▸ **EXERCISE REQUIREMENTS**:
In the entries below, how many lines contain "renders"? Answer with the number and nothing else.

▸ **PROVIDED INFORMATION**:
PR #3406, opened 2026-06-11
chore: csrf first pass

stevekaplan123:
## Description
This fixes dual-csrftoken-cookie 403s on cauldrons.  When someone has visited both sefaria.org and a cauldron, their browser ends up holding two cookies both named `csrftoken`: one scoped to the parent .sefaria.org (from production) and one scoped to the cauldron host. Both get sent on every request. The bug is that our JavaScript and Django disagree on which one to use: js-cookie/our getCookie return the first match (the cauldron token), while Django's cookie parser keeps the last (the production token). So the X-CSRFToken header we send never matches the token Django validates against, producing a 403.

...

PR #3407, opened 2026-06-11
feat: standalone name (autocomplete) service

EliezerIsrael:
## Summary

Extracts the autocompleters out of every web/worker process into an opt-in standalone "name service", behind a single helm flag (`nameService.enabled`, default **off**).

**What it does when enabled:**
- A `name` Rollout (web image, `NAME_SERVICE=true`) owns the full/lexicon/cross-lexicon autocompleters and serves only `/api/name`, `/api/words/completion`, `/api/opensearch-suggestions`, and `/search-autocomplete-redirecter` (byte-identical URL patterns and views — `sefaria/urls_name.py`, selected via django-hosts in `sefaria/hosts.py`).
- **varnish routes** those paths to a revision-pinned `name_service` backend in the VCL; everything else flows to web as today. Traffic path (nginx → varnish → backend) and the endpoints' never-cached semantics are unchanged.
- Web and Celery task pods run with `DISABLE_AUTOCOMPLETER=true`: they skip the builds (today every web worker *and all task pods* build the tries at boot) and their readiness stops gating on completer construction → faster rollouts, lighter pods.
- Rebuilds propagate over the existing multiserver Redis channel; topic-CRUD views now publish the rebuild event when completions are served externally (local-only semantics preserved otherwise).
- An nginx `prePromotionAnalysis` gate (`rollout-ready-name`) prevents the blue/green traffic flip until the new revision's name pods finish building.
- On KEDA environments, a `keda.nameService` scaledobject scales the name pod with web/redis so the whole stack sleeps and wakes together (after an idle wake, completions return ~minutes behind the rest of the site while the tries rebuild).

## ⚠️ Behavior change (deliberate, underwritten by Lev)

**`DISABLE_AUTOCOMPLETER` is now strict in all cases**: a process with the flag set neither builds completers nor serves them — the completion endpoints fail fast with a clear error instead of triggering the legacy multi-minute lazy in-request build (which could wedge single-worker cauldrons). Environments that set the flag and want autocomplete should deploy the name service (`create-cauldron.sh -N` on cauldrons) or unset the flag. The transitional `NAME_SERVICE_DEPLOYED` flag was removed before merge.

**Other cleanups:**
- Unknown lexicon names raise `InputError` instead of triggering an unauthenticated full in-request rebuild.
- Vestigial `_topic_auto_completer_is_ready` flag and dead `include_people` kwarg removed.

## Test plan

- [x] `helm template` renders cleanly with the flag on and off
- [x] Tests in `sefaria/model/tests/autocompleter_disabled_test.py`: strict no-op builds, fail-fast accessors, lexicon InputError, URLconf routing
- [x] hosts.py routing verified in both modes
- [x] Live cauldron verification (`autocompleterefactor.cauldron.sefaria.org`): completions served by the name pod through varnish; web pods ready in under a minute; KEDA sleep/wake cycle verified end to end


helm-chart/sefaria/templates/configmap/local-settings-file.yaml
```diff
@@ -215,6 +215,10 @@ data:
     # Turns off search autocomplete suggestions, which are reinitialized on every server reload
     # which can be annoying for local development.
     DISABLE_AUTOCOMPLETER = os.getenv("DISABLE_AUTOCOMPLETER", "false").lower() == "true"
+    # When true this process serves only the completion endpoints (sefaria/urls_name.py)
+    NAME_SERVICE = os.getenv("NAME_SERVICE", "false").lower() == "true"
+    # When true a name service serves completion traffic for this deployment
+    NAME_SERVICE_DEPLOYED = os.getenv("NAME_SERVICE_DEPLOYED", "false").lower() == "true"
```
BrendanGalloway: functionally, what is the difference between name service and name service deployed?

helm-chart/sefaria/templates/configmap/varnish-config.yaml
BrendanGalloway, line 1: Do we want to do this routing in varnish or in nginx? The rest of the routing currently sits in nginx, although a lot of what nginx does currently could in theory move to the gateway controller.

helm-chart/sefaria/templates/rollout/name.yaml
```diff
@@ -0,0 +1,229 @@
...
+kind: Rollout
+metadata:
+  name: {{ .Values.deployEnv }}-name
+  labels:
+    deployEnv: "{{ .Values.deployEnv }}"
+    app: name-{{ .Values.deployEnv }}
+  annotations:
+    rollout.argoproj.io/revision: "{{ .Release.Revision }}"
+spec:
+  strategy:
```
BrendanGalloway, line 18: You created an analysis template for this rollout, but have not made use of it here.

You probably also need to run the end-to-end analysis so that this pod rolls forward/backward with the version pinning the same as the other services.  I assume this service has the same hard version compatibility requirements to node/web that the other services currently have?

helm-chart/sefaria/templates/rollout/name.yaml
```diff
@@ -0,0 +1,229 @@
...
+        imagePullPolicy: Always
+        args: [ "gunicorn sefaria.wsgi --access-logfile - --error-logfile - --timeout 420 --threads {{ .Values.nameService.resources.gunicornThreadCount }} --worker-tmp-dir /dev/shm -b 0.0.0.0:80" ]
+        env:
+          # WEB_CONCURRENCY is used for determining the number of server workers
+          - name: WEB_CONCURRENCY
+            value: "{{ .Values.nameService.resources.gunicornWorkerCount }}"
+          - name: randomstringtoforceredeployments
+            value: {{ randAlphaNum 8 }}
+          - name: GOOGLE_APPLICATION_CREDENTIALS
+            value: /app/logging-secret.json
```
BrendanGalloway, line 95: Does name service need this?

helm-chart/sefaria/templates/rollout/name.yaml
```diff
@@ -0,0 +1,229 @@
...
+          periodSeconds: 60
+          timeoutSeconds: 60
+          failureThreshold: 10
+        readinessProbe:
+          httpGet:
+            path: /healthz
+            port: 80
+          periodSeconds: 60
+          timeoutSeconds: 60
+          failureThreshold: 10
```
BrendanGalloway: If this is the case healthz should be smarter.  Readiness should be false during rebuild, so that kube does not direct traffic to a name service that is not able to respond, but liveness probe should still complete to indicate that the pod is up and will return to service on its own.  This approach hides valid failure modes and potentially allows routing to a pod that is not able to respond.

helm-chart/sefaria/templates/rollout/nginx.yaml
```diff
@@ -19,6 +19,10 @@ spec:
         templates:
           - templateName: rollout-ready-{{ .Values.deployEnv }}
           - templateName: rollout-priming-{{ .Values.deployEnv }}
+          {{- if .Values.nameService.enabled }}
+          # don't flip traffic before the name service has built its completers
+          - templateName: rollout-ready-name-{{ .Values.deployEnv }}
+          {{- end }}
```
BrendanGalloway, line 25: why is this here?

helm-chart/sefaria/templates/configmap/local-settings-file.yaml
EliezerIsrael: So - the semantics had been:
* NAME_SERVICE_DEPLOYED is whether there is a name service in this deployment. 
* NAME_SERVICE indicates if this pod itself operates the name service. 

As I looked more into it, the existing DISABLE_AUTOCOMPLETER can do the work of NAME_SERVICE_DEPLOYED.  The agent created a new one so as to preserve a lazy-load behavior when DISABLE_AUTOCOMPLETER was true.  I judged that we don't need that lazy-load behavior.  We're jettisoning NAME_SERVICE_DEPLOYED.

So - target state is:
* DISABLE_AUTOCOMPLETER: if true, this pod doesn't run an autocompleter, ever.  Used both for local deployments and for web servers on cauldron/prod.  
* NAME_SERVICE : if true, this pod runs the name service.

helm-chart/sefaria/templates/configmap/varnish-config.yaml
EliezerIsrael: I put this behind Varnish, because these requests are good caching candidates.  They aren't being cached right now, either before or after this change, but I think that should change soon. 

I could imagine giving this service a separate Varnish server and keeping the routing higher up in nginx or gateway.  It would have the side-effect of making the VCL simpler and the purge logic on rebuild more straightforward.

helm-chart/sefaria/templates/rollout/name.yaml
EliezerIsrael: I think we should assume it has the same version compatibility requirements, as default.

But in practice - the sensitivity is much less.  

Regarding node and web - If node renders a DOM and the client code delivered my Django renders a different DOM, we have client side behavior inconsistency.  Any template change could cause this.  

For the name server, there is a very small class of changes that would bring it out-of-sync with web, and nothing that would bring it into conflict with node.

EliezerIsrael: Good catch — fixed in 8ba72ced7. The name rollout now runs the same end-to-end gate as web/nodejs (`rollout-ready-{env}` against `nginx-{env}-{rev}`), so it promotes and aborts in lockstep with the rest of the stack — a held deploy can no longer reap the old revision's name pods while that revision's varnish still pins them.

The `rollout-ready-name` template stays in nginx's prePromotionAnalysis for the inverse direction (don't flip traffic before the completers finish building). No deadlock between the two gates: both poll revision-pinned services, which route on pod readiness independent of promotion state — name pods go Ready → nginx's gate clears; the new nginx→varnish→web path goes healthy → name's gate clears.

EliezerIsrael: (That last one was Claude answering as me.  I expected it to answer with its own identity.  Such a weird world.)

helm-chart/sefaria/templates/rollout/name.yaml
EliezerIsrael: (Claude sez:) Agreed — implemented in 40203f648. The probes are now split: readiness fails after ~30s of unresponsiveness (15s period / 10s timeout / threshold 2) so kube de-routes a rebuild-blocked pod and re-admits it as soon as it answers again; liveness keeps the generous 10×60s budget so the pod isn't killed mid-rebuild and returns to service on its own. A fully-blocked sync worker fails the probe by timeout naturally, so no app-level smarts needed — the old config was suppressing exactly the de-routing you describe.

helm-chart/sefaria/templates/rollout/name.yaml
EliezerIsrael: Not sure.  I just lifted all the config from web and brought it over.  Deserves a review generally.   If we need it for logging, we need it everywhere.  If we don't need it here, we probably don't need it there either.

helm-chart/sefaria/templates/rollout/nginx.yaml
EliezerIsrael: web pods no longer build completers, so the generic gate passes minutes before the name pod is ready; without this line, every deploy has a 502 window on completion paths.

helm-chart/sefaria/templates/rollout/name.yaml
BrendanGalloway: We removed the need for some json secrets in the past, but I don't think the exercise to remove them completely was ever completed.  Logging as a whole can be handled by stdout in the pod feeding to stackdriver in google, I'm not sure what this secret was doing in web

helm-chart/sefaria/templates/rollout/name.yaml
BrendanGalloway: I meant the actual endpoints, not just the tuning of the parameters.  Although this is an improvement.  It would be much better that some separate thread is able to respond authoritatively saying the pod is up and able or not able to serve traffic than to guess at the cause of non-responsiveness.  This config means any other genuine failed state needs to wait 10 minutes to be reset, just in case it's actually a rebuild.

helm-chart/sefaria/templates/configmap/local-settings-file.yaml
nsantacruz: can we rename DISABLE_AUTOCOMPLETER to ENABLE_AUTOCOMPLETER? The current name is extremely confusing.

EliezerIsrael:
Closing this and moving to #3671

▸ **ANSWER TO THIS TASK**:
2